Suppose the data is (1.001, 0.065, 0.014, 1.601, 0.288, 0.095, 0.401, 0.227, 0.234, 0.488). Then, the Bayesian estimate of \(\lambda\) is

\[\frac{n + 1}{\sum_{i = 1}^{n}x_{i} + 2} = \frac{10 + 1}{4.41 + 2} = 1.716\]

Here, we use the MCMC algorithm to approximate the posterior distribution \(f\left( \lambda \middle| X \right)\), then calculate the posterior mean.

The R code of the MCMC algorithm should have the following functions (1) Likelihood function, (2) Prior, (3) a function for updating \(\lambda\), and (4) a function for accepting or rejecting the proposed \(\lambda_{new}\).

########################################################
# mcmc algorithm: likelihood: exp, prior: exp
########################################################
loglikelihood <- function (x, lambda) {
  n <- length(x)
  loglike <- n*log(lambda) - sum(x) * lambda
  return (loglike)
}
logprior <- function(lambda, theta) {
  logprior <- log(theta) - lambda*theta
  return (logprior)
}
update_lambda<-function(lambda, window_width){
  newlambda <- lambda + (2*runif(1)-1) * window_width
  return (newlambda)
}

#######################################################
# algorithm
########################################################
x = rexp(100)
samplesize = length(x)
theta <- 10 #prior of lambda
lambda_theory = (samplesize+1)/(sum(x)+theta)

totalround <- 100000
lambda <- 1:totalround
loglike <- 1:totalround
window_width <- 0.05

oldlambda <- 1 #initial value of lambda
oldloglike <- loglikelihood(x, oldlambda)
oldlogprior <- logprior(oldlambda, theta)

for (i in 1:totalround)
{
  newlambda <- update_lambda(oldlambda, window_width)
  if (newlambda<0) newlambda = -newlambda
  newloglike <- loglikelihood(x, newlambda)
  newlogprior <- logprior(newlambda, theta)

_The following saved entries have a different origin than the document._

PR #5456, opened 2026-09-02
A node asks the engine for its execution device instead of probing for one

cjkindel:
## The short version

A node that needs to know which device to run on shouldn't import torch to find out. It asks the engine, and the engine answers without importing a framework at all.

Two reasons that matters beyond tidiness:

1. **A framework probe answers about the wrong machine.** `torch.cuda.is_available()` reports on whatever process happens to call it. Answered on the orchestrator, that describes the box drawing the graph, not the one running the model — indistinguishable while both share a machine, and wrong the moment a venue runs anywhere else. So `GetExecutionDeviceRequest` is deliberately **local-only**: a worker answers it about itself rather than forwarding.
2. **A hardcoded device is a live bug.** `torch.autocast(device_type="cuda")` and `.to("cuda")` fail or silently degrade on Apple silicon and CPU machines today.

**Where to look:** `on_get_execution_device_request` in `resource_manager.py`, and the `GetExecutionDeviceRequest` entry in `worker_routing.py`'s local-only set.

---

### What a node gets

```python
self.execution_device   # "cuda" | "mps" | "cpu" -- the one to use
self.available_compute  # every backend present, for a node that wants to decide itself
```

`execution_device` honours a `preferred` pin when the machine has it — that is the user or config choice — and otherwise takes the most capable backend present, cuda before mps before cpu.

`available_compute` is deliberately **not** ranked: `available_compute[0]` is `"cpu"` even on an accelerated machine, because it is detection order, not preference. A node wanting the best device should use `execution_device`.

### Failing to cpu is not the same as having no accelerator

A GPU-less machine takes the *success* path and is told `cpu`. So reaching the fallback means detection itself broke, and that gets logged — because a node branching on `available_compute` would otherwise quietly take its CPU path on an accelerated box with nothing anywhere to say why.

## Reviewing this

There is deliberately no advisory resource tier. One was tried and removed: nothing consumed it, so an author who moved a declaration to it gave up the gate and gained nothing an artist could see.

The e2e coverage checks the engine's device answer reaches code running in a worker without that code importing a framework to get it.

## Changed since first review

This PR previously also added an `execution_modules` manifest declaration, with the engine importing declared modules eagerly in a worker and node code reaching them via `self.execution_module(...)`. That is removed — see @collindutter's thread. Deferred imports already keep a node module importable on an orchestrator without the heavy dependencies, and the one thing the declaration added on top (a worker pre-importing, so a broken execution environment failed at library load instead of mid-run) did not justify a manifest field, an engine accessor, a boundary checker and an authoring rule to teach.


src/griptape_nodes/retained_mode/managers/library_manager.py
```diff
@@ -4996,6 +5030,333 @@ def _register_workflow_node(
...
+        # A marker written only after a fetch succeeds, rather than "the directory has something in
+        # it". The directory is created before the download starts, so an interrupted fetch -- a
+        # dropped connection, a cancelled run, a rate limit part-way through a repo -- leaves
+        # partial weights behind. Treating those as present handed back a truncated model from every
+        # later call, failing in a way that points at the model rather than the cache, with nothing
+        # but manual deletion to recover.
+        complete_marker = target / ".griptape-nodes-complete"
+        if complete_marker.exists():
+            logger.debug("Model asset '%s' for library '%s' is already present at %s", asset_id, library_name, target)
+            return target
```
collindutter: I'm not fully grokking this PR yet but these methods are giving me pause. What are these new directories and why are we issuing `DownloadModelRequest`s?

Is this all to prevent the node authors from needing to conditionally import torch?

cjkindel: I missed that "I" tried to bring a 2nd model manager into this PR. This PR's purpose is to remove the need for nodes to use torch outside of exec. PR is now updated to be sane.

src/griptape_nodes/node_library/library_registry.py
collindutter, line 1: > Heavy imports. A library declares which of its modules are execution-only. The orchestrator never imports them; a worker imports them eagerly, and node code reaches them with self.execution_module("runner"). Before this, staying importable was the author's discipline problem: scatter deferred imports through every function touching a heavy dependency, and hope the next edit doesn't put one back at module scope.

I'm not a big fan of these changes in the context of this stack. Properly using `execution_modules` also requires author discipline. Using deferred imports is pythonic, and doesn't introduce another authoring surface. Or is there something critical I'm missing about execution that necessitates these changes?

collindutter (changes requested):

src/griptape_nodes/node_library/library_registry.py
cjkindel: Identifying issues pre-node-execution was the 'critical' reason behind it but I think that is mostly a paper tiger (and scope creep). Going to rework this to be use deferred imports

collindutter: @cjkindel can you please update the PR title/body?

src/griptape_nodes/retained_mode/managers/resource_manager.py
```diff
@@ -78,6 +86,9 @@ def __init__(self, event_manager: EventManager) -> None:
         event_manager.assign_manager_to_request_type(
             request_type=ReleaseResourceInstanceLockRequest, callback=self.on_release_resource_instance_lock_request
         )
+        event_manager.assign_manager_to_request_type(
+            request_type=GetExecutionDeviceRequest, callback=self.on_get_execution_device_request
+        )
```
collindutter, line 91: Nit: this feels more OSManager-ey. I've envisioned Resource Manager (one day) providing an interface over more abstract resource constraints. Whereas device stuff is very OS-specific.

collindutter (approved):
Minor nit, not strongly held.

  hastings_ratio <- min(exp((newloglike+newlogprior)-(oldloglike+oldlogprior)),1)

  if(runif(1) < hastings_ratio){
    lambda[i] = newlambda
    loglike[i] = newloglike
    oldlambda = newlambda
    oldlogprior = newlogprior
  }else{
    lambda[i] = oldlambda
    loglike[i] = oldloglike
  }
}

plot(loglike,type="l")
burnin = totalround/2

print(paste("MCMC estimate of lambda:", mean(lambda[burnin:totalround])))
print(paste("Bayesian estimate of lambda:",lambda_theory))

[1] "MCMC estimate of lambda: 0.829400187753933"

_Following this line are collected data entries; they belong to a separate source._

PR #5457, opened 2026-09-02
fix(loops): report why each iteration failed, and stop announcing the transient loop flow

kateforsberg13:
## What

Two defects that make a failing loop hard to debug, found while investigating a report of a ForEach loop where every iteration failed.

### 1. Per-iteration failure detail was thrown away

When an iteration failed, `_execute_loop_iterations_sequentially` logged the subflow's `result_details` at WARNING and appended only the *index* to `failed_iterations: list[int]`. The user saw nothing but:

```
Loop execution failed: 3 of 4 iterations failed
```

The actual reason sat in the engine log and never reached the person who needed it. Now:

```
Attempted to run all 4 iterations of loop 'ForEach End'. Failed because 3 of them did not finish.
  Iteration 2: Node 'Load Image_1' execution failed: Failed to load image from: /opt/frames/missing_01.png
  Iteration 3: Node 'Load Image_1' execution failed: Failed to load image from: /opt/frames/missing_02.png
  Iteration 4: Node 'Load Image_1' execution failed: Failed to load image from: /opt/frames/missing_03.png
```

`failed_iterations` is now `list[IterationFailure]` (frozen dataclass: index + reason), and `_format_loop_failure_message` composes the artist-facing text. Iterations sharing a reason collapse onto one line — the common case is every iteration failing identically, which would otherwise be a wall of duplicated text — capped at `MAX_REPORTED_ITERATION_FAILURES` distinct reasons plus a pointer to the log.

Scoped to the local execution paths. The private/cloud subprocess helpers never populated a failure list, and making them raise would change success/failure semantics for environments this bug never touched. The while-group path is also untouched: there a failed iteration is a legitimate retry signal.

### 2. The engine announced nodes in a flow it never announced

A loop body is packaged into a short-lived `ControlFlow`. `on_deserialize_node_from_commands` dispatches a nested `CreateNodeRequest` whose `CreateNodeResultSuccess` reports that transient flow as `parent_flow_name`. The GUI then quite reasonably asks for details about a flow it has never heard of, the lookup fails, and the artist gets an error toast on every loop run:

```
Attempted to get Flow details for 'ControlFlow_2'. Failed because no Flow with that name exists.
```

**No GUI change is needed** — the GUI's question is correct; the engine should not be making the claim. `_silence_packaged_node_creation_broadcasts` sets `broadcast_result = False` on every packaged node's create command, from both `_package_loop_body` and `_package_subflow_group_body`.

It deliberately does *not* live in `flow_manager.on_package_nodes_as_serialized_flow_request`, even though that is where the packaged flow is tagged transient: that handler also serves workflow publishing, and `_generate_node_creation_code` emits every create-command field whose value differs from its default — so setting the flag there would bake a transport detail into saved workflow `.py` files.

### 3. The suppression mechanism meant to prevent (2) had never worked

`LOOP_EVENTS_TO_SUPPRESS` names result-payload classes, but `should_suppress_event` was only ever handed an `EventResult`, which exposes its payload as `.result` — not the `.payload` the predicate looked for. **Nothing in any suppression set had ever matched.** Every existing test patched the predicate out wholesale, which is why the coverage gap hid it.

Repairing the match alone would have introduced a real regression: the refcount lived on the manager as a process-wide `dict[type, int]`, so a loop running in one task would have silenced another task's parameter and connection confirmations. Suppression is now a module-level `ContextVar[frozenset[type]]` with token-based set/reset, scoped to the task that opened the window.

It fails **open** — losing the flag broadcasts as before, the harmless direction. That is deliberately the opposite of `_node_execution_depth`, which must fail closed and stays a lock-guarded int.

`EXECUTION_EVENTS_TO_SUPPRESS` stays inert and is now commented as such: its members travel via `put_event`/`aput_event`, which never consult the predicate, and reviving them would go dark on the node highlighting that `EventTranslationContext` exists to provide.

## Note on the originating report

The reported "every iteration failed" was **not** a loop regression — the workflow's topology and body run correctly on HEAD, and every iteration failed because the image paths baked into it no longer resolved on that machine. These are the two engine defects that made the report undiagnosable: the reason was in the engine log the whole time, and the flow-details toast pointed the investigation at a red herring.

## Verification

Ran one loop workflow on this branch's base commit and on the branch, hooking `EventManager.put_event` / `aput_event` (the websocket path) and diffing every event:

| | base | branch |
|---|---|---|
| events broadcast | 2194 | 2045 |
| **events naming a flow the GUI doesn't know** | **8** | **0** |
| `CreateNodeResultSuccess` | 23 | 15 |
| `CreateConnectionResultSuccess` | 66 | 25 |
| `SetParameterValueResultSuccess` | 393 | 306 |
| `CreateFlowResultSuccess` | 2 | 1 |
| `DeleteFlowResultSuccess`, `DeserializeFlowFromCommands*`, `DeserializeNodeFromCommands*` | present | gone |

That last row is the repaired suppression doing the job it was written for. The succeeding iteration still broadcasts normally, so nothing on the success path is being swallowed.

Also: `make check` clean, `4726 passed, 13 skipped` unit, 59 passed across the new/changed test files.

## Tests

- `tests/unit/retained_mode/managers/test_event_suppression.py` — 16 new tests covering the matching that nothing exercised. **7 of them fail against the previous implementation**, including a concurrent-task case that pins the regression the `ContextVar` rewrite avoids.
- `tests/unit/common/test_node_executor_loop_helpers.py` — message formatting: single/multiple failures, reason collapsing, the cap and its tail, 1-based numbering, multi-line details.
- `tests/e2e/test_transient_flow_node_broadcast.py` — builds a minimal ForEach loop, records broadcasts, asserts no event names a flow absent from `ObjectManager`.

## Known, not addressed here

One `PackageNodesAsSerializedFlowResultSuccess` (~120KB of engine-internal bookkeeping) is still broadcast per loop run. Fixable with `broadcast_result=False` at the two loop-body request sites — but not the publishing site — and kept out of this PR to hold the scope.

### DIFF
--- a/src/griptape_nodes/common/node_executor.py
+++ b/src/griptape_nodes/common/node_executor.py
@@ -84,6 +84,8 @@ from griptape_nodes.retained_mode.events.flow_events import (
     PackageNodesAsSerializedFlowResultSuccess,
 )
 from griptape_nodes.retained_mode.events.node_events import (
+    CreateNodeResultFailure,
+    CreateNodeResultSuccess,
     DeserializeNodeFromCommandsResultFailure,
     DeserializeNodeFromCommandsResultSuccess,
     SetLockNodeStateResultFailure,
@@ -141,7 +143,34 @@ class IterationControlAction(StrEnum):
     BREAK = "break"  # Break out of loop immediately
 
 
+@dataclass(frozen=True)
+class IterationFailure:
+    """One loop iteration that did not finish, with the reason it gave.
+
+    ``iteration_index`` is zero-based to match the executor's internal indexing;
+    everything shown to an artist adds one, because a loop's first pass is
+    iteration 1 to the person who built it.
+    """
+
+    iteration_index: int
+    detail: str
+
+
+# How many distinct failure reasons a loop error message names before deferring to the log.
+MAX_REPORTED_ITERATION_FAILURES = 5
+
+# Results the engine produces while rebuilding a loop body into a transient flow. They describe
+# node copies the artist never placed, in a flow that is deleted before the run ends, so an editor
+# that hears about them asks the engine for a flow that no longer exists and reports an error.
+#
+# CreateNodeResultSuccess/Failure are here because node_manager.on_deserialize_node_from_commands
+# dispatches a nested CreateNodeRequest whose result names the transient flow as the node's parent
+# -- the specific leak behind the "no Flow with that name exists" toast on every loop run.
+# _silence_packaged_node_creation_broadcasts covers the same leak at the source; this set is the
+# backstop for any future creation path that escapes it.
 LOOP_EVENTS_TO_SUPPRESS = {
+    CreateNodeResultSuccess,
+    CreateNodeResultFailure,
     CreateFlowResultSuccess,
     CreateFlowResultFailure,
     ImportWorkflowAsReferencedSubFlowResultSuccess,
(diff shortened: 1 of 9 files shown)


kateforsberg13:
@Griptapeops review this please

cjkindel (approved):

[1] "Bayesian estimate of lambda: 0.80551467738495"

Bayesian phylogenetic inference

Preparation: Download MrBayes at http://nbisweden.github.io/MrBayes/download.html Then, unzip the downloaded file MrBayes-3.2.7a.zip and navigate into the unzipped folder by typing cd ./MrBayes-3.2.7a in the terminal window.

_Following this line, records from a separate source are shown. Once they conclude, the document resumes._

PR #5461, opened 2026-09-03
feat(diagnostics): add the CLI commands that put the bundle in a user's hands

aodhanroche:
## Issue

Reporting a problem means assembling it by hand — logs from one place, settings from another, library errors from a panel, and no way to say which engine version produced any of it. Support routinely gets logs with no idea which libraries failed or which keys were set.

## Fix

Three commands over the three requests:

- **`gtn self info`** — the report as tables, with a count of hidden values at the bottom so an empty setting is never mistaken for an unset one. Also fixes a key leak: it was dumping `merged_config` verbatim, which carries `MCPServerConfig.env` and `.headers`, so it printed API keys.
- **`gtn doctor`** — was one bespoke websocket check; now prints the full verdict with a remedy under each failing check. Exits nonzero only on `FAIL`, since a warning must not break a script. Deletes the old `doctor/` package — that check now lives in `health.py` with the other five.
- **`gtn diagnostics collect`** — writes the zip, says where it landed and what was left out.

Worth a look: both commands load libraries first ("which library is broken" is usually the answer), and both dispatches are guarded, because either can be the call that *builds* the engine — unguarded, the tool that explains a traceback answers with one. Anything quoting a path or exception is Rich-escaped, so a project called `[beta] pipeline` doesn't silently print as `pipeline`.

**Needs a one-liner in the launcher repo:** `gtn diagnostics` won't exist until `griptape-nodes` adds `app.add_typer(diagnostics_app, name="diagnostics")`. `gtn doctor` is fine.

Known limits: only the **saved** workflow can be bundled (manifest says so); secret sources are compared by value, not ownership, because `agent_manager.py:159` builds a module-level `SecretsManager` — pre-existing.

Editor UI is griptape-ai/griptape-vsl-gui#2919, not here.


src/griptape_nodes/retained_mode/managers/config_manager.py
```diff
@@ -1345,3 +1438,46 @@ def _set_log_level(self, level: str) -> None:
...
+        # open the log file is usually temporary -- a volume not mounted yet, a directory a
+        # permission fix is coming for -- and remembering the attempt as done would short-
+        # circuit every later load, so the engine would never write a log file again for the
+        # rest of its life. Assigned after the call rather than before for the same reason.
+        if installed:
+            self._applied_logging_settings = settings
+
+    def _resolve_logging_settings(self) -> _LoggingSettings:
+        """Read the settings the logger and its sinks are built from."""
+        buffer_lines = self.get_config_value(SESSION_LOG_BUFFER_LINES_KEY, default=DEFAULT_BUFFER_LINES, cast_type=int)
```
alex-rumsey-foundry, line 1475: > [!Note]
> AI finding

_resolve_logging_settings() reads logging.session_log_buffer_lines, logging.log_retention_days, and logging.log_to_file with secret-expansion left on, unlike the sibling log_directory property which explicitly disables it for exactly this reason.

_apply_logging_settings() runs inside ConfigManager.__init__ (via load_configs()), which Engine.__init__ calls before constructing SecretsManager (engine.py lines 221 vs 223). If a user sets any of these three settings to a '$'-prefixed value, get_config_value tries self.engine.secrets_manager.get_secret(...), and self.engine.secrets_manager does not exist yet, raising AttributeError and crashing engine construction entirely with no diagnostic message.

src/griptape_nodes/common/diagnostics/redaction.py
```diff
@@ -0,0 +1,385 @@
...
+# and plain passwords carry none.
+#
+# The user is kept and only the password dropped, the way git itself reports these: an
+# `oauth2:` or `x-access-token:` prefix tells support which auth scheme was in use and is
+# not itself a credential. The single-component form (`scheme://token@host`) is deliberately
+# left alone, because its overwhelmingly common spelling is `ssh://git@github.com` and
+# redacting that would replace an identifier nobody needs hidden in every URL in a bundle.
+_URL_CREDENTIALS_PATTERN = TextPattern(
+    RedactionReason.URL_CREDENTIALS,
+    re.compile(r"(?i)\b([a-z][a-z0-9+.\-]*://[^/\s:@]+):[^/\s@]+@"),
```
alex-rumsey-foundry, line 148: > [!Note]
> AI finding

_URL_CREDENTIALS_PATTERN (`:[^/\s@]+@`) stops at the first '@' in a URL password, so a password that itself contains '@' is only partially redacted.

A URL like 'postgres://user:p@ssw0rd@host/db' matches only up to 'p@', producing 'postgres://user:<redacted>@ssw0rd@host/db' — the tail 'ssw0rd' of the real credential is left in plaintext in the diagnostics bundle, defeating the exact leak this rule exists to close.

src/griptape_nodes/retained_mode/managers/diagnostics_manager.py
```diff
@@ -0,0 +1,1097 @@
...
+            counts=redactor.counts(),
+        )
+
+    async def _run_health_checks(self, report: DiagnosticsReport) -> HealthReport:
+        """Judge a report, handing the checks the one thing a report cannot hold.
+
+        The Griptape Cloud key is passed in so the connection check can actually connect.
+        It is used to open a socket and never written to the health report.
+        """
+        context = HealthCheckContext(report=report, cloud_api_key=self._cloud_api_key())
```
alex-rumsey-foundry, line 470: > [!Note]
> AI finding

_run_health_checks() builds HealthCheckContext with self._cloud_api_key() outside run_health_checks()'s per-check try/except, so an exception there isn't contained to the Cloud Connection check.

_cloud_api_key() only catches OSError/UnicodeDecodeError from secrets_manager.get_secret(), but get_secret() resolves config_manager.workspace_path first — any other exception from workspace resolution propagates uncaught through on_run_health_checks_request, taking down `gtn doctor`/bundle collection entirely instead of reporting a FAIL on just that one check.

src/griptape_nodes/common/diagnostics/health.py
```diff
@@ -0,0 +1,568 @@
...
+
+    def _websocket_url(self) -> str:
+        """Return the events endpoint this engine's connection would actually use.
+
+        Honors the same ``GRIPTAPE_NODES_API_BASE_URL`` override the engine's own client
+        reads, so a check run against a staging API reports on staging rather than always
+        reporting on production.
+        """
+        base_url = os.getenv("GRIPTAPE_NODES_API_BASE_URL", self._DEFAULT_API_BASE_URL)
+        return urljoin(base_url.replace("http", "ws"), self._WEBSOCKET_PATH)
```
alex-rumsey-foundry, line 195: > [!Note]
> AI finding

CloudConnectionCheck._websocket_url() derives the websocket URL with `base_url.replace("http", "ws")`, which rewrites every occurrence of the substring "http", not just the scheme.

GRIPTAPE_NODES_API_BASE_URL pointed at a custom/staging host whose name happens to contain 'http' (e.g. 'https://myhttpserver.example.com') gets its hostname corrupted too, so the health check connects to/reports on the wrong host. Carried over verbatim from the deleted doctor/websocket_connection.py.

src/griptape_nodes/retained_mode/managers/diagnostics_manager.py
```diff
@@ -0,0 +1,1097 @@
...
+            "config_directory": USER_CONFIG_PATH.parent,
+            "user_config_file": USER_CONFIG_PATH,
+            "global_env_file": ENV_VAR_PATH,
+            "workspace_env_file": self._workspace_env_path(warnings),
+            "libraries_directory": self._resolved_path_setting("libraries_directory", warnings),
+            "static_files_directory": self._resolved_path_setting("static_files_directory", warnings),
+            "log_directory": self.engine.config_manager.log_directory,
+        }
+
+        missing = [redactor.redact_path(path) for path in candidates.values() if path is not None and not path.exists()]
```
alex-rumsey-foundry, line 655: > [!Note]
> AI finding

_build_paths_section() calls `redactor.redact_path(path)` twice for every path that is both missing and reported (once building `missing`, once building `redacted`).

Redactor mutates a shared Counter on every match; redacting the same missing path twice double-counts any home-directory/username match in that path for the manifest's redaction totals, so `RedactionSummary.counts`/`total` overstate what was actually hidden whenever a reported path (e.g. workspace_directory) doesn't exist.

src/griptape_nodes/cli/commands/doctor.py
```diff
@@ -0,0 +1,87 @@
...
+from griptape_nodes.retained_mode.griptape_nodes import GriptapeNodes
+
+_STATUS_LABELS: dict[HealthStatus, str] = {
+    HealthStatus.PASS: "[bold green]PASS[/bold green]",
+    HealthStatus.WARN: "[bold yellow]WARN[/bold yellow]",
+    HealthStatus.FAIL: "[bold red]FAIL[/bold red]",
+}
+
+
+def doctor_command() -> None:
```
alex-rumsey-foundry, line 30: > [!Note]
> AI finding

`gtn doctor` now unconditionally bootstraps a full engine (LoadLibrariesRequest, then RunHealthChecksRequest via GriptapeNodes.ahandle_request) before any check can run, whereas the deleted WebSocketConnectionCheck previously ran as pure sync code with no engine dependency.

If engine/library construction itself fails (e.g. the config_manager.py startup crash above, or a broken library import), `gtn doctor` — the tool meant to diagnose exactly that kind of problem — now reports nothing useful and crashes/exits before printing any check results.

src/griptape_nodes/common/diagnostics/bundle.py
```diff
@@ -0,0 +1,495 @@
...
+            remaining -= tail.bytes_read
+
+    def add_workflow(self, workflow_path: Path, warnings: list[str]) -> None:
+        """Copy the saved file of the workflow that was open, redacted.
+
+        Only what is on disk. A workflow with unsaved edits is bundled as it was last
+        saved, which is stated in ``warnings`` so nobody debugs against the wrong graph.
+        """
+        try:
+            text = workflow_path.read_text(encoding="utf-8", errors="replace")
```
alex-rumsey-foundry, line 248: > [!Note]
> AI finding

add_workflow() reads the workflow file via bare `workflow_path.read_text(...)` instead of `canonicalize_for_io`, and _read_log_tail similarly opens log files directly, bypassing the repo's documented OS-boundary path convention.

On Windows, a workflow or log path near/over MAX_PATH that other engine code handles fine via the canonicalized I/O boundary (which adds the `\\?\` long-path prefix) can raise OSError here and be silently dropped from the bundle as a warning instead of being included.

src/griptape_nodes/retained_mode/managers/diagnostics_manager.py
```diff
@@ -0,0 +1,1097 @@
...
+        # A set because the engine copies .env entries into the environment at startup, so
+        # most values are found twice, and one search pattern per value is enough. Sorted so
+        # a report built twice from the same state redacts in the same order.
+        values = {value for value in file_values.values() if value}
+        values.update(value for name in expected_names if (value := os.environ.get(name)))
+        return sorted(values)
+
+    def _env_file_secret_values(self) -> dict[str, str]:
+        """Return the merged ``.env`` contents, or an empty mapping when they cannot be read."""
+        try:
```
alex-rumsey-foundry, line 962: > [!Note]
> AI finding

_env_file_secret_values() calls `self.engine.secrets_manager._read_merged_env_files()`, a private method of a different manager, and a separate helper a few hundred lines away reimplements the same env-merge logic independently rather than sharing it.

A future change to how workspace/global .env files are merged (e.g. an added override layer) can be applied to one copy and not the other, causing the diagnostics report to silently disagree with actual secret resolution.

src/griptape_nodes/common/diagnostics/health.py
```diff
@@ -0,0 +1,568 @@
...
+    answer is itself something to look at.
+
+    Args:
+        context: What the checks are allowed to look at.
+        checks: The checks to run. Defaults to all of them.
+
+    Returns:
+        A report whose status is the worst status any check returned.
+    """
+    results: list[HealthCheckResult] = []
```
alex-rumsey-foundry, line 507: > [!Note]
> AI finding

run_health_checks() awaits each HealthCheck sequentially, so five cheap in-memory checks wait behind CloudConnectionCheck's live websocket round-trip rather than running concurrently.

`gtn doctor` and diagnostics-bundle collection pay the full network-timeout latency of the Cloud Connection check serialized with every other check instead of overlapped via `asyncio.gather`, making both noticeably slower than necessary whenever the network check is slow or times out.

src/griptape_nodes/cli/commands/diagnostics.py
```diff
@@ -0,0 +1,120 @@
...
+async def _collect_async(output: Path, *, include_logs: bool, load_libraries: bool, normalize_identity: bool) -> None:
+    """Collect a diagnostics bundle and report where it landed."""
+    if load_libraries:
+        # Libraries are loaded so the bundle can say which ones failed, which is usually
+        # the answer. Skipping it leaves the libraries section empty, not wrong.
+        with console.status("Loading libraries..."):
+            await GriptapeNodes.ahandle_request(LoadLibrariesRequest())
+
+    with console.status("Collecting diagnostics..."):
+        result = await GriptapeNodes.ahandle_request(
```
alex-rumsey-foundry: > [!Note]

`_collect_async` calls `await GriptapeNodes.ahandle_request(LoadLibrariesRequest())` with no exception guard, unlike the sibling `doctor.py`'s `_doctor_async`, which wraps the identical call in `try/except Exception` specifically because library loading can raise.

A library that fails to import will crash `gtn diagnostics collect` with a raw traceback instead of going through the clean "Failed to write it" error path the rest of the command uses.

alex-rumsey-foundry (changes requested):

collindutter (commented):
I know I wasn't requested for review but I stumbled here by accident. The basic premise seems solid but I think this PR is too large to reasonably review and fully understand its implications.

At the very least I'd request a PR stack but I think this feature would also benefit from a one page document that makes sure we're all on the same page about what's being built.

alex-rumsey-foundry:
> I know I wasn't requested for review but I stumbled here by accident. The basic premise seems solid but I think this PR is too large to reasonably review and fully understand its implications.
>
>At the very least I'd request a PR stack but I think this feature would also benefit from a one page document that makes sure we're all on the same page about what's being built.

I agree completely, as I actually also was wondering if it would be easier to review it if it was broken down to several stacked PRs.

@aodhanroche would you mind please asking your Claude agent to reorganise this PR to a stacked set of PRs? I guess it would be easier to just make a new branch and set of PRs and port the code there bit by bit.

Some refs on stacked PR
https://github.com/github/gh-stack
https://docs.github.com/en/pull-requests/get-started/about-stacked-prs
https://docs.github.com/en/pull-requests/how-tos/stacked-pull-requests

alex-rumsey-foundry (approved):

To install MrBayes on your laptop, type ./configure and then type make. The executable mb is located in the src folder. To run MrBayes interactively, type ./mb. Alternatively, you may run MrBayes using a batch file.

The data file finch.nex is available in the example folder. We will run MrBayes on this data set. We first add a MrBayes block in the data file and then run MrBayes by the command line

../src/mb -i finch.nex